May 17, 2015 2:00AM ET

GARLAND, Texas, the Patent Office — You were great, Charlie Hebdo, but they do things bigger in Texas. Anti-Sharia activist Pamela Geller’s Draw-the-Prophet contest in this Dallas suburb was historic — a celebration of art in the face of tyranny, a 21-gun salute to democracy, tolerance and free speech, and a chance to win $10,000. With renowned Dutch Islamoskeptic Geert Wilders and the SWAT team roaming around there was no shortage of freedom-lovers on hand to facilitate dialogue.

Like Salman Rushdie, Geller understands that speech is an important front in “the battle against fanatical Islam.” (Other fronts involve drones, black sites and enhanced interrogation techniques.) Like the British philosopher J.L. Austin, she knows that speech and action are two sides of the same coin. Like Kevin Costner, she trusted that if she built it, they would come. And come they did, with assault rifles.

“This is a war, and the war is here,” said Geller, as the two attackers fell and the smoke cleared. And indeed, who would deny that Texas is ground zero in the creeping Islamization of the West? Simply to set foot in the Lone Star and Crescent State these days is to go cold in the shadow of the mullahs. Geller explained how Muslims are “proselytizing” in the state’s public schools, and how the American media operate according to Sharia law. And while the average Texan cowers under his 10-gallon hat pretending none of this is happening, the Long-Island-born-and-bred Geller is out there daily, waving her hands and trying to stop this thing.

“We are here for free speech,” she said at the event’s outset. “Everything else is smear.”

And with that, Geller alighted upon a shining truth of our post-Hebdo world. In the dark days before we were all Charlie, free speech was a sort of meta-principle governing discourse between people it posited as equals. The discourse itself was typically about something else, often involving attempts to entertain or persuade. That was fine, though in retrospect a bit pansy-ass. In the glorious dawn of the new era, free speech is the sacred subject itself, to be brandished at those lesser than us, whether local immigrants or far-flung adversaries in the global war on terror. Thus it was that the literary and human rights organization PEN America awarded Charlie Hebdo a Freedom of Expression Courage Award — for its “urgent brilliance in saying what you have been told not to say, in order to make it sayable.” If the only thing the Greatest Generation had to fear was fear itself, apparently the only thing we have to speak freely about is free speech itself, and no free speech about free speech is freer than a picture of Muhammad naked on his hands and knees with the Muslim star painted on his fundament. There may be ways of burnishing our sacred principles that don’t involve desecrating theirs, but I doubt they’d be as efficient.

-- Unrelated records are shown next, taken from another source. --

PR #14668, opened 2024-10-15
Fix Plugin type issue

mrmckeb:
This is a quick fix to an issue where the types for PluginsConfig don't match those used in plugins like [`@tailwindcss/container-queries`](https://github.com/tailwindlabs/tailwindcss-container-queries).

This was caught by TypeScript with [`exactOptionalPropertyTypes`]( https://www.typescriptlang.org/tsconfig/exactOptionalPropertyTypes.html) enabled, where TypeScript checks if `undefined` can be supplied as a value for optional types.

I felt that it made more sense to fix this here, as it makes the core types more flexible, as opposed to each plugin needing to fix this when/if they hit it.


philipp-spiess:
@mrmckeb Thanks for the PR! This change looks reasonable but I’m not sure I understand what current issue this is fixing. I was looking at the `@tailwindcss/container-queries` plugin you referenced but I don't see it using a `config: undefined` somewhere 🤔

mrmckeb:
Hi @philipp-spiess,

No problem, I can add more detail :)

The types for the plugin, as per the DTS file, are:
```
declare const _default: {
    handler: import("tailwindcss/types/config").PluginCreator;
    config?: Partial<import("tailwindcss/types/config").Config> | undefined;
};
export = _default;
```

So in this stricter mode of TypeScript, this is flagged as an issue.

I'm not 100% sure where the `undefined` comes from, but it seems to be from an older version of Tailwind (`insiders`, from 10+ months ago), but I feel this is a probably still a good fix given that other plugins may have the same types.

mrmckeb:
Hi @philipp-spiess, any more feedback on this one?

philipp-spiess:
@mrmckeb Hey! sorry for not getting back earlier. Do you mind adding a changelog entry, something along those lines? 

```
- Ensure the TypeScript types for `PluginsConfig` allow `undefined` values ([#14668](https://github.com/tailwindlabs/tailwindcss/pull/14668))
```

I'm having some issues pushing to your branch directly 🙈

mrmckeb:
Sorry @philipp-spiess - I was a little sick last week and this dropped off of my plate.

I've updated the branch and added that entry in.

You do have permission to write to this branch, so I'm not sure why you couldn't sorry!
image

philipp-spiess:
@mrmckeb Thanks a ton! Will merge this in but given our current focus on v4, it might take a while before we do a new v3 release unless something urgent needs fixing.

philipp-spiess (approved):

philipp-spiess (approved):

Also speaking at the Garland event was Wilders, the Dutch politician and leader of the right-wing Party for Freedom, and boy did this fellow speak freely. He may look like a Dairy Queen vanilla dip tucked into a toy suit coat, but push his buttons and you don’t get a soft serve. Islam is a “religion of hate,” he averred, to thunderous applause. The prophet “led a gang of robbers who looted, who raped, who killed thousands of people,” he explained, and was “a warlord, a murderer and a pedophile.”

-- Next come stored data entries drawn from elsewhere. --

PR #14670, opened 2024-10-15
Ensure `font-stretch` utilities only accepts positive integer bare values

RobinMalfait:
This PR fixes an issue where bare values in the `font-stretch` utility such as `font-stretch-50.5%` compiled. But for bare values, we want these values to be positive integers only so that we don't have too many special characters.

If you want to use `50.5%`, you can still use `font-stretch-[50.5%]` as a utility.


philipp-spiess (approved):
TY

PR #14672, opened 2024-10-15
Reset `default` @theme values for non `extend` JS theme config

philipp-spiess:
Imagine the following setup:

```css
/* src/input.css */
@import "tailwindcss";
@config "../tailwind.config.ts";
@theme {
  --color-red-500: #ef4444;
}
```

```ts
/* tailwind.config.ts */
export default {
  theme: {
    colors: {
      red: {
        600: '#dc2626'
      } 
    },
    extend: {
      colors: {
        400: '#f87171'
      }
    }
  }
}
```

Since the theme object in the JS config contains `colors` in the non-`extends` block, you would expect this to _not pull in all the default colors imported via `@import "tailwindcss";`_. This, however, wasn't the case right now since all theme options were purely _additive_ to the CSS.

This PR makes it so that non-`extend` theme keys _overwrite default CSS theme values_. The emphasis is on `default` here since you still want to be able to overwrite your options via `@theme {}` in user space.

This now generates the same CSS that our upgrade codemods would also generate as this would apply the new CSS right after the `@import "tailwindcss";` rule resulting in:

```css
@import "tailwindcss";
@theme {
  --color-*: initial;
  --color-red-400: #f87171;
  --color-red-600: #dc2626;
}
@theme {
  --color-red-500: #ef4444;
}
```

## Keyframes

This PR also adds a new core API to unset keyframes the same way. We previously had no option of doing that but while working on the above codemods we noticed that keyframes should behave the same way:

```css
@import "tailwindcss";
@theme {
  --keyframes-*: initial;
  @keyframes spin {
    to {
      transform: rotate(361deg);
    }
  }
}
```

To do this, the keyframes bookeeping was moved from the main Tailwind CSS v4 file into the `Theme` class. 

_I’m not sure super of the API yet but we would need a way for the codemods to behave the same as out interop layer here. Option B is that we don't reset keyframes the same way we reset other theme variables_.


packages/tailwindcss/src/theme.ts
```diff
@@ -89,9 +93,15 @@ export class Theme {
     return `--${this.prefix}-${key.slice(2)}`
   }
 
-  #clearNamespace(namespace: string) {
+  clearNamespace(namespace: string, clearOptions: ThemeOptions) {
```
philipp-spiess, line 96: Made this public so we can selectively only clean `@theme default` values... See the test case as to why I think this is necessary.

adamwathan (approved):

PR #14679, opened 2024-10-15
Speed up template migrations

thecrypticace:
This PR does two things:
- Computes UTF-16 string positions in Rust rather than in JS — eliminating a significant number of traversals of the input string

In short, by PEN’s own measure, Wilders was the Western world’s most urgently brilliant man that evening. He dared to say the unsayable: “Our Judeo-Christian culture is far superior to the Islamic one.” He followed it up with the unthinkable: “We must de-Islamize our societies.” Finally, for good measure, he upbraided Muslims for having no sense of humor. Smile on your way out, inferior ones! I keep checking the Twitter feeds of the most prominent Hebdoistes for praise, solidarity and retweets. No word yet.

This is no time to go yeller — you are either with free speech or against it.

Where indeed is the solidarity? “The crucial distinction is not between those we like and those we don’t,” Adam Gopnik wrote in The New Yorker in defense of PEN America’s decision, three days before Garland, “but between acts of imagination and acts of violence … The Charlie Hebdo staff kept working in the face of death threats, and scorning an effort to honor that courage gives too much authority to those who want that veto.” But Gopnik too has gone quiet since Texas, as has Rushdie.

This is no time to go yeller — you are either with free speech or against it. The first 15 years of the 21st century have witnessed an unprecedented alliance between right-wing force projection and what, from the left, might be called muscular intellectual humanism. The fruits of that collaboration have been many; the liberation of Iraq is merely the sweetest. It would be a shame to see that alliance weakened by ambivalence over an unwanted tribute.

It’s not that I don’t get the embarrassment. Geller’s event made gauchely explicit that which ought to be felicitously implicit. Show, don’t tell, as they say, and it’s hard to show the superiority of Western civilization when you pronounce ‘smear’ smeeyahr. “Je suis Charlie” sounds best from mouths that speak a little French; ideally, Geller would rally her huge following to fight wars, and leave to the better-suited few the job of romanticizing them.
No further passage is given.